PR #103, opened 2025-04-16
cargo saw-build and saw rustc now output the same size json

sand7000:
After instrumenting the code to count roots, track dependency traversals, and inspect how everything was linked together, it turned out the difference was surprisingly simple.

I ran:

```
RUSTC_WRAPPER=echo cargo saw-build
```
and

```
RUSTC_WRAPPER=echo saw-rustc
```

and noticed that `cargo` was passing the `--edition` flag, while `saw-rustc` was not. That made all the difference.

Once I added `--edition 2021`, the behavior and output matched `cargo`

### DIFF
--- a/src/bin/saw-rustc.rs
+++ b/src/bin/saw-rustc.rs
@@ -25,6 +25,13 @@ fn main() {
         args.push(host_triple().into());
     }
 
+    // This makes saw rustc behavior match the behavior of cargo
+    // without it the json output is much larger than that of cargo
+    if args.iter().all(|a| !a.starts_with("--edition")) {
+        args.push("--edition".into());
+        args.push("2021".into());
+    }
+
     let my_path = PathBuf::from(env::args_os().nth(0).unwrap());
     let wrapper_path = if let Some(dir) = my_path.parent() {
         dir.join("mir-json-rustc-wrapper")


spernsteiner:
I don't think it's a good idea for `saw-rustc` to have a different default edition from regular `rustc` - that's likely to be confusing for users

sand7000:
> I don't think it's a good idea for `saw-rustc` to have a different default edition from regular `rustc` - that's likely to be confusing for users

How would we like to proceed then? Just document the difference between `cargo saw-build` and `saw-rustc`?

RyanGlScott:
Good find, @sand7000!

I tend to agree with @spernsteiner that as a general rule, we should try to keep `saw-rustc` using the same defaults as `rustc` itself whenever possible to adhere to the principle of least surprise. The fact that different language editions produce such wildly different MIR JSON sizes is a bit counterintuitive, but perhaps there's not much we can do about that. I would be in support of adding a blurb about the `--edition` flag to the `mir-json` documentation [here](https://github.com/GaloisInc/mir-json/blob/f7ad1a48e3207264d6948e7bafd6fe82ff4444a9/doc/rustc.md#other-binaries) (next to `crux-rustc`/`saw-rustc`), since I think this is a footgun that many users would be likely to run into.

Issue #94, opened 2023-11-13
Determine why `saw-rustc` produces larger MIR JSON files than `cargo saw-build`


RyanGlScott:
Consider the following program:

```rs
pub fn f() -> u32 {
    42
}

pub fn g() {
    panic!("Don't run me")
}
```

It is conceivable that we would want to verify `f` in SAW but not `g`. Despite this, if you load this program's MIR JSON into SAW using `mir_load_module`, it will crash before you even have a chance to verify any functions:

```
[12:54:23.144] Loading file "/home/ryanscott/Documents/Hacking/Haskell/saw-script/test.saw"
[12:54:23.180] standalone use of `dyn` is not supported: TyDynamic core/73237d41::any[0]::Any[0]::_trait646b6cc91b1abac7[0]
CallStack (from HasCallStack):
  error, called at src/Mir/TransTy.hs:228:25 in crucible-mir-0.1-inplace:Mir.TransTy
  tyToRepr, called at src/Mir/Trans.hs:868:12 in crucible-mir-0.1-inplace:Mir.Trans
  evalCast', called at src/Mir/Trans.hs:936:5 in crucible-mir-0.1-inplace:Mir.Trans
  evalCast, called at src/Mir/Trans.hs:993:30 in crucible-mir-0.1-inplace:Mir.Trans
  evalRval, called at src/Mir/Trans.hs:1219:11 in crucible-mir-0.1-inplace:Mir.Trans
  transStatement, called at src/Mir/Trans.hs:1685:68 in crucible-mir-0.1-inplace:Mir.Trans
  translateBlockBody, called at src/Mir/Trans.hs:1694:28 in crucible-mir-0.1-inplace:Mir.Trans
  registerBlock, called at src/Mir/Trans.hs:1734:10 in crucible-mir-0.1-inplace:Mir.Trans
  genFn, called at src/Mir/Trans.hs:1780:24 in crucible-mir-0.1-inplace:Mir.Trans
  transDefine, called at src/Mir/Trans.hs:2237:30 in crucible-mir-0.1-inplace:Mir.Trans
  transCollection, called at src/Mir/ParseTranslate.hs:76:26 in crucible-mir-0.1-inplace:Mir.ParseTranslate
  translateMIR, called at src/SAWScript/Crucible/MIR/Builtins.hs:358:11 in saw-script-1.0.0.99-inplace:SAWScript.Crucible.MIR.Builtins
```

[...]

PR #98, opened 2025-04-08
Update Rust toolchain to support Rust 1.86 (`nightly-2025-02-16`)

qsctr:
Updates the Rust toolchain from `nightly-2023-01-23` (Rust 1.69) to `nightly-2025-02-16` (Rust 1.86). This means we now support the Rust 2024 language edition.

Since the MIR format is specific to each `rustc` version, the MIR JSON produced after these changes is backwards-incompatible, and the `mir-json` schema version is correspondingly updated to `2`.

There are two main parts to this PR:
1. In `src/`: Updating the version of the `rustc` library that `mir-json` depends on to `nightly-2025-02-16`, and making `mir-json` correctly produce JSON for the MIR defined by that compiler version.
2. In `libs/`: Updating our custom versions of the standard libraries to the vanilla versions that come with Rust 1.86, and then re-patching them as needed so that they can be processed by `mir-json` and `crucible-mir`. Some of the patches are re-applied from the 2023 version, and some are new due to changes in the standard libraries which introduced code that Crucible can't handle. (On the other hand, some of the 2023 patches are no longer necessary, due to either standard library changes or Crucible improvements since 2023.)

The vast majority of the lines changed in this PR are from upstream changes to the standard library sources, which are uninteresting (from the perspective of this PR). So to review the `src/` changes, filter the diff by that path, and to review the `libs/` changes, look at the individual patch commits.

The `crucible` and `saw-script` changes which make use of this new `mir-json` version are in GaloisInc/crucible#1396 and GaloisInc/saw-script#2323 respectively.

The authors of this PR are @spernsteiner, @RyanGlScott, and myself.

Closes #78.

PR #105, opened 2025-05-06
`doc/rustc.md`: Suggest using `--edition 2021` or later with `{crux,saw}-rustc`

RyanGlScott:
This adds a suggestion in the documentation to use `--edition 2021` or later, as `--edition 2015` has been observed to produce undesirably large MIR JSON files.

Fixes https://github.com/GaloisInc/mir-json/issues/94. Supersedes https://github.com/GaloisInc/mir-json/pull/103.

### DIFF
--- a/doc/rustc.md
+++ b/doc/rustc.md
@@ -106,13 +106,24 @@ unmodified version is not supported by Crucible, the resulting JSON output
 ## Other binaries
 
 Besides the main binaries above, `mir-json` also provides a variety of other
-binaries for specialized purposes:
+binaries for specialized purposes.
+
+### `cargo` subcommands
 
 * `cargo-mir-json`: This invokes `cargo rustc`, but replacing `rustc` with
   `mir-json`.
+
+### `rustc` replacements
+
 * `crux-rustc`: A helper that invokes `mir-json-rustc-wrapper` the same way that
   `cargo-crux-test` would run it. This is useful for testing a single file,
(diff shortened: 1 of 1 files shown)


spernsteiner (approved):
These edits seem fine, but did we ever figure out the actual root cause of #94?  Edition changes are usually pretty surface-level, so I wouldn't expect `--edition 2021` to make such a big difference if everything else is working properly.

RyanGlScott:
I'm afraid I have no idea why changing the edition matters.

For what it's worth, the `1.86` toolchain we are upgrading to in #98 sets the default edition to `2021`, so this will become much less of a concern going forward. If you'd prefer, we could also just leave out these edits.

spernsteiner:
> the `1.86` toolchain we are upgrading to in #98 sets the default edition to `2021`

The default hasn't changed in my local 1.86 toolchain:
```sh
$ rustc --version
rustc 1.86.0 (05f9846f8 2025-03-31)
$ rustc --help
...
        --edition 2015|2018|2021|2024
                        Specify which edition of the compiler to use when
                        compiling code. The default is 2015 and the latest
                        stable edition is 2024.
...
```
Changing the default edition in `rustc` would be a breaking change.  The idea from the original editions RFC was that `cargo new` should default to the latest edition, but all other tools should keep defaulting to 2015 for backward compatibility.

RyanGlScott:
Oh wow, I completely misread the `--help` output for `--edition`—my mistake!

════════════════════

Task prompt: A complete answer lists every line of the listing above that holds the word "same".

Reply to the task:
cargo saw-build and saw rustc now output the same size json
I tend to agree with @spernsteiner that as a general rule, we should try to keep `saw-rustc` using the same defaults as `rustc` itself whenever possible to adhere to the principle of least surprise. The fact that different language editions produce such wildly different MIR JSON sizes is a bit counterintuitive, but perhaps there's not much we can do about that. I would be in support of adding a blurb about the `--edition` flag to the `mir-json` documentation [here](https://github.com/GaloisInc/mir-json/blob/f7ad1a48e3207264d6948e7bafd6fe82ff4444a9/doc/rustc.md#other-binaries) (next to `crux-rustc`/`saw-rustc`), since I think this is a footgun that many users would be likely to run into.
 * `crux-rustc`: A helper that invokes `mir-json-rustc-wrapper` the same way that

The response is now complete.